I put down and then up into it; and bucked like a steer being roped or a horse being broken. I put in left rudder and did a circle over the field, and came out of it again right over the guard houses. To be honest, I was delaying my landing for some reason.
I just didn’t want to come down. And then to have to stand there, and watch the others fly. One at a time, will he live or will he die? Very depressing, very hard on the back and legs. Your feet just ached sometimes.
Finally it was time to reduce the throttle. With a thrill I recognized that she responded like any other machine. She does what should be expected. She began to gently and slowly descend, and I stared at the throttle lever, trying to memorize just where it should be set.
Might need that information tomorrow. And ‘we’ touched down about seventy yards from the class watching on the concrete. I throttled way back, there was no sense in crashing into them or the hangars. I brought her gingerly to a stop, only ten yards from where it had started.
And that was my first flight in a Farman Shorthorn. Ultimately it turned out to be a very dangerous plane, for our side, anyway. I think the Germans should have pitched in and bought us a lot more of those trainers. They might have won the war.
The first Canadian Division loaded up thirty thousand men and sailed across the Atlantic. Due to training accidents and a lot of sickness, we suffered ten percent casualties, more than ten percent, before we even got to France.

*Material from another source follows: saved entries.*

PR #470, opened 2020-10-20
tools: mavkml: adjust shebang line to use Python from PATH

### LINKED ISSUE #469: Bad python interpreter header causes Yocto recipe failure
I'm pulling pymavlink into my Yocto image build using a custom recipe, and the recipe is failing during the QA check phase.  The QA check is verifying that all the scripts are executable, but it chokes when it comes to this one:
/tools/mavkml.py
The problem is caused by the python interpreter specification in the first line of the script:
"#!/usr/bin/python"
Which causes my Yocto build to look for a Python 2 interpreter.  Since I'm installing it for Python 3, the script should instead use:
"#!/usr/bin/env python"
This correct specifier is used in all the pymavlink scripts except for mavkml.py.
Once this is fixed, I won't have to install a patch, or disable my Yocto QA check.
Thanks.
   dmillard-TD

peterbarker:
Closes #469

### DIFF
--- a/tools/mavkml.py
+++ b/tools/mavkml.py
@@ -1,4 +1,4 @@
-#!/usr/bin/python
+#!/usr/bin/env python
 
 '''
 simple kml export for logfiles


khancyr (commented):
Lgtm

PR #473, opened 2020-11-02
generator: mavlink_channel_t with correct length

julianoes:
For cases where more than 4 mavlink channels are required, the mavlink_channel_t does not match. Therefore, I suggest that the enum needs to be provided separately if the default channel number is not used.

### DIFF
--- a/generator/C/include_v2.0/mavlink_types.h
+++ b/generator/C/include_v2.0/mavlink_types.h
@@ -161,43 +161,25 @@ typedef struct __mavlink_message_info {
 #define mavlink_ck_a(msg) *((msg)->len + (uint8_t *)_MAV_PAYLOAD_NON_CONST(msg))
 #define mavlink_ck_b(msg) *(((msg)->len+(uint16_t)1) + (uint8_t *)_MAV_PAYLOAD_NON_CONST(msg))
 
-/*
- * Applications can set MAVLINK_COMM_NUM_BUFFERS to the maximum number of
- * buffers they require. If more channels are used than allocated the result
- * will be a stack overrun.
- *
- * If MAVLINK_COMM_NUM_BUFFERS is defined outside, the typedef enum mavlink_channel_t
- * also needs to be provided with the appropriate numbers of channels.
- */
-#ifndef MAVLINK_COMM_NUM_BUFFERS
-#if (defined linux) | (defined __linux) | (defined  __MACH__) | (defined _WIN32)
-# define MAVLINK_COMM_NUM_BUFFERS 16
-typedef enum {
-    MAVLINK_COMM_0,
-    MAVLINK_COMM_1,
-    MAVLINK_COMM_2,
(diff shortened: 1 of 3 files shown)


len0rd:
Hey, nice work! This is similar to a [PR I opened](https://github.com/ArduPilot/pymavlink/pull/426) up a few months ago in response to an issue I made about this ( #404 ). Your change is more along the lines of the fix I was thinking when I made my PR originally.

Unfortunately, to preserve backwards compatibility, it may be necessary to maintain the default definition of `mavlink_channel_t` somehow. (Perhaps some type of ifndef wrapper similar to my PR)?

julianoes:
Thanks for the comment @len0rd. I would be happy with either PR.

hamishwillee:
@peterbarker Could you please review this?

hamishwillee:
@peterbarker ?

generator/C/include_v2.0/mavlink_types.h
```diff
@@ -161,23 +161,43 @@ typedef struct __mavlink_message_info {
 #define mavlink_ck_a(msg) *((msg)->len + (uint8_t *)_MAV_PAYLOAD_NON_CONST(msg))
 #define mavlink_ck_b(msg) *(((msg)->len+(uint16_t)1) + (uint8_t *)_MAV_PAYLOAD_NON_CONST(msg))
 
-typedef enum {
```
tridge, line 164: this will break pretty much all users of the library, as most users do define MAVLINK_COMM_NUM_BUFFERS and also use MAVLINK_COMM_0.
The common pattern is (MAVLINK_COMM_0+i)

tridge (changes requested):
I don't really understand what issue this is solving. Are you really trying to use MAVLINK_COMM_7? 
Maybe we should add 
#define MAVLINK_COMM_N(n) mavlink_channel_t(MAVLINK_COMM_0+(n))
or we could add:
#ifndef HAVE_MAVLINK_CHANNEL_T
around the enum define, to allow it to be overridden

julianoes:
@tridge thanks for your answer. You're right it would break existing users that define MAVLINK_COMM_NUM_BUFFERS.

> Maybe we should add
> #define MAVLINK_COMM_N(n) mavlink_channel_t(MAVLINK_COMM_0+(n))
> or we could add:
> #ifndef HAVE_MAVLINK_CHANNEL_T

What about doing both?

julianoes:
@tridge ok, I've added `ifndef HAVE_MAVLINK_CHANNEL_T` as you suggested. That should work, and is basically what @len0rd suggested in https://github.com/ArduPilot/pymavlink/pull/426.

julianoes:
@tridge could you check this again please? Thanks!

hamishwillee:
Hi @tridge 
Can you please re-review?

tridge (approved):

julianoes:
Thanks!

PR #475, opened 2020-11-11
Generator: allow tests to complete despite gcc 9 warnings ...

davidbuzz:
Until the generator can handle these cases better, this allows the test/s to complete with GCC9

The Allied flying services took about fourteen thousand casualties during the war.
They say about eight thousand of those casualties were in training. I’m just glad I wasn’t one of them. Judging by what I saw during my own very brief little training course, the figures are accurate enough. And that was in the early part of 1916, when the war had already been going on for quite some time.
Author's Note: This was originally a part of 'Heaven Is Too Far Away,' but was cut from the book due to length considerations.